Task statement: An exact reproduction of all the entries is what the answer must contain.

Source data
PR #2791, opened 2021-02-18
Show metal choice for Mining Cards

vsrisuknimit:
Problem: Once you played Mining Rights or Mining Area, you don't know what production you gained from it (other than reading the log). Other players may want to know that. If you play Robotic Workforce, you would like to know that so you can copy correctly. I added hide tile/show tile button to solve this problem but only partly. It still requires work to figure out what metals are underneath the tiles. Another problem is if you have one tile on steel and another on Ti, when you play Robotic Workforce you have no idea which is which.

Solution: I utilize extracardcontent.ts (the same way Search For Life shows the alien) to display a production box background over the other metal that was not mined. The position is carefully adjusted to work for both normal and Ares cards.

Potential future problem: If we change the way the cards look drastically, we will need to adjust the location here. Alternative method is to intercept the metadata and rerender it differently. But that is a lot of work and likely has to be done card by card.

Screen Shot 2021-02-18 at 5 49 48 PM


src/components/card/CardExtraContent.ts
```diff
@@ -13,8 +14,26 @@ export const CardExtraContent = Vue.component('CardExtraContent', {
     lifeFound: function(card: CardModel): boolean {
       return card.name === CardName.SEARCH_FOR_LIFE && card.resources !== undefined && card.resources > 0;
     },
+    isMiningTileOnMetal: function(card: CardModel, metal: string): boolean {
+      const miningCard = [CardName.MINING_RIGHTS, CardName.MINING_AREA, CardName.MINING_RIGHTS_ARES, CardName.MINING_AREA_ARES];
+      if (miningCard.includes(card.name)) {
+        if (metal === 'titanium') {
```
chosta, line 20: You can add an enum for metals

chosta (approved):
There is nothing wrong with your approach. For a minor addition like this we can live with the possibility of having to rework the feature if card design were to change.

src/components/card/CardExtraContent.ts
vsrisuknimit: replaced with resources enum

PR #2792, opened 2021-02-18
Improve Turmoil send delegate UI

### LINKED ISSUE #1689: Show parties when sending delegates
The way colony implementation has been updated is amazing. We should do the same for parties when sending delegates.

Instead of words and descriptions, just copy the entire party section whenever a player is sending / removing delegates. This would speed things along and not make the player look in two different locations when they're trying to make their decisions.

vsrisuknimit:
Problem: Sending delegate to party action is not intuitive. Too much text, not enough info.

This PR can close #1689.

Changes:
- Remove orOptions and Option from Turmoil. Added a new class based on SelectColony
- Display each turmoil party as selectable objects similar to how cards and colonies are done
- Dim the party that is not selectable (only for Recruitment)

Note:
- This does not work with Banned Delegates which does not utilize SendDelegateToArea. It requires not just selecting a party but selecting a delegate.

Working demo:
Check community server: https://tfm-community.herokuapp.com/

Example:

image

image


chosta (commented):
Wow, you are getting good at this :)
Front-end wise I don't see anything that bothers me but I'd like someone else to check the server logic before approval.
The only thing that really bothers me are the red arrows showing direction. This has to be a different color in my opinion. The direction is there to help and not to ring an alaram.  I'd choose one of the 50 shades of grey for it.

src/components/SelectPartyToSendDelegate.ts
```diff
@@ -0,0 +1,67 @@
...
+      type: Boolean,
+    },
+  },
+  data: function() {
+    return {
+      selectedParty: undefined as string | undefined,
+    };
+  },
+  components: {
+    'Button': Button,
```
chosta, line 29: This could be just  {Button, Party}

vsrisuknimit:
image

image

@chosta

src/components/SelectPartyToSendDelegate.ts
vsrisuknimit: done

alrusdi (approved):
Everything seems to be allright. Let's merge it

vsrisuknimit:
Since I have no idea what I am doing on the backend, let's wait for @bafolts or @kberg to or @Lynesth to take a look too.

src/server/ServerModel.ts
```diff
@@ -215,6 +216,7 @@ function getCorporationCard(player: Player): CardModel | undefined {
 function getWaitingFor(
   player: Player,
   waitingFor: PlayerInput | undefined,
+  game: Game | undefined,
```
bafolts, line 219: It isn't necessary to pass `game` as an argument. The `player.game` property should be used.

bafolts (changes requested):
We have moved away from passing `game` argument separately. If the `player` argument is provided we should use `player.game`. We are trying to do this throughout the code. In `ServerModel` can you revert the introduction of `game` argument to the `getWaitingFor` function and use `player.game`?

src/deferredActions/SendDelegateToArea.ts
```diff
@@ -39,35 +36,35 @@ export class SendDelegateToArea implements DeferredAction {
...
 
-    sendDelegate.options = parties.map((party) => new SelectOption(
-      party.name + ' (' + party.description + ')',
-      'Send delegate',
-      () => {
-        if (this.options.cost) {
-          this.player.game.defer(new SelectHowToPayDeferred(this.player, this.options.cost, {title: 'Select how to pay for send delegate action'}));
-        }
+    const availableParties:Array<PartyName> = [];
+    parties.forEach((party) => availableParties.push(party.name));
```
bafolts, line 43: Not a big deal but this is equivalent to `const availableParties = parties.map((party) => party.name);`. Using the `map` should be more efficient as well.

vsrisuknimit: done

src/server/ServerModel.ts
vsrisuknimit: removed game

bafolts (approved):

Exercise answer:
PR #2791, opened 2021-02-18
Show metal choice for Mining Cards

vsrisuknimit:
Problem: Once you played Mining Rights or Mining Area, you don't know what production you gained from it (other than reading the log). Other players may want to know that. If you play Robotic Workforce, you would like to know that so you can copy correctly. I added hide tile/show tile button to solve this problem but only partly. It still requires work to figure out what metals are underneath the tiles. Another problem is if you have one tile on steel and another on Ti, when you play Robotic Workforce you have no idea which is which.

Solution: I utilize extracardcontent.ts (the same way Search For Life shows the alien) to display a production box background over the other metal that was not mined. The position is carefully adjusted to work for both normal and Ares cards.

Potential future problem: If we change the way the cards look drastically, we will need to adjust the location here. Alternative method is to intercept the metadata and rerender it differently. But that is a lot of work and likely has to be done card by card.

Screen Shot 2021-02-18 at 5 49 48 PM


src/components/card/CardExtraContent.ts
```diff
@@ -13,8 +14,26 @@ export const CardExtraContent = Vue.component('CardExtraContent', {
     lifeFound: function(card: CardModel): boolean {
       return card.name === CardName.SEARCH_FOR_LIFE && card.resources !== undefined && card.resources > 0;
     },
+    isMiningTileOnMetal: function(card: CardModel, metal: string): boolean {
+      const miningCard = [CardName.MINING_RIGHTS, CardName.MINING_AREA, CardName.MINING_RIGHTS_ARES, CardName.MINING_AREA_ARES];
+      if (miningCard.includes(card.name)) {
+        if (metal === 'titanium') {
```
chosta, line 20: You can add an enum for metals

chosta (approved):
There is nothing wrong with your approach. For a minor addition like this we can live with the possibility of having to rework the feature if card design were to change.

src/components/card/CardExtraContent.ts
vsrisuknimit: replaced with resources enum

PR #2792, opened 2021-02-18
Improve Turmoil send delegate UI

### LINKED ISSUE #1689: Show parties when sending delegates
The way colony implementation has been updated is amazing. We should do the same for parties when sending delegates.

Instead of words and descriptions, just copy the entire party section whenever a player is sending / removing delegates. This would speed things along and not make the player look in two different locations when they're trying to make their decisions.

vsrisuknimit:
Problem: Sending delegate to party action is not intuitive. Too much text, not enough info.

This PR can close #1689.

Changes:
- Remove orOptions and Option from Turmoil. Added a new class based on SelectColony
- Display each turmoil party as selectable objects similar to how cards and colonies are done
- Dim the party that is not selectable (only for Recruitment)

Note:
- This does not work with Banned Delegates which does not utilize SendDelegateToArea. It requires not just selecting a party but selecting a delegate.

Working demo:
Check community server: https://tfm-community.herokuapp.com/

Example:

image

image


chosta (commented):
Wow, you are getting good at this :)
Front-end wise I don't see anything that bothers me but I'd like someone else to check the server logic before approval.
The only thing that really bothers me are the red arrows showing direction. This has to be a different color in my opinion. The direction is there to help and not to ring an alaram.  I'd choose one of the 50 shades of grey for it.

src/components/SelectPartyToSendDelegate.ts
```diff
@@ -0,0 +1,67 @@
...
+      type: Boolean,
+    },
+  },
+  data: function() {
+    return {
+      selectedParty: undefined as string | undefined,
+    };
+  },
+  components: {
+    'Button': Button,
```
chosta, line 29: This could be just  {Button, Party}

vsrisuknimit:
image

image

@chosta

src/components/SelectPartyToSendDelegate.ts
vsrisuknimit: done

alrusdi (approved):
Everything seems to be allright. Let's merge it

vsrisuknimit:
Since I have no idea what I am doing on the backend, let's wait for @bafolts or @kberg to or @Lynesth to take a look too.

src/server/ServerModel.ts
```diff
@@ -215,6 +216,7 @@ function getCorporationCard(player: Player): CardModel | undefined {
 function getWaitingFor(
   player: Player,
   waitingFor: PlayerInput | undefined,
+  game: Game | undefined,
```
bafolts, line 219: It isn't necessary to pass `game` as an argument. The `player.game` property should be used.

bafolts (changes requested):
We have moved away from passing `game` argument separately. If the `player` argument is provided we should use `player.game`. We are trying to do this throughout the code. In `ServerModel` can you revert the introduction of `game` argument to the `getWaitingFor` function and use `player.game`?

src/deferredActions/SendDelegateToArea.ts
```diff
@@ -39,35 +36,35 @@ export class SendDelegateToArea implements DeferredAction {
...
 
-    sendDelegate.options = parties.map((party) => new SelectOption(
-      party.name + ' (' + party.description + ')',
-      'Send delegate',
-      () => {
-        if (this.options.cost) {
-          this.player.game.defer(new SelectHowToPayDeferred(this.player, this.options.cost, {title: 'Select how to pay for send delegate action'}));
-        }
+    const availableParties:Array<PartyName> = [];
+    parties.forEach((party) => availableParties.push(party.name));
```
bafolts, line 43: Not a big deal but this is equivalent to `const availableParties = parties.map((party) => party.name);`. Using the `map` should be more efficient as well.

vsrisuknimit: done

src/server/ServerModel.ts
vsrisuknimit: removed game

bafolts (approved):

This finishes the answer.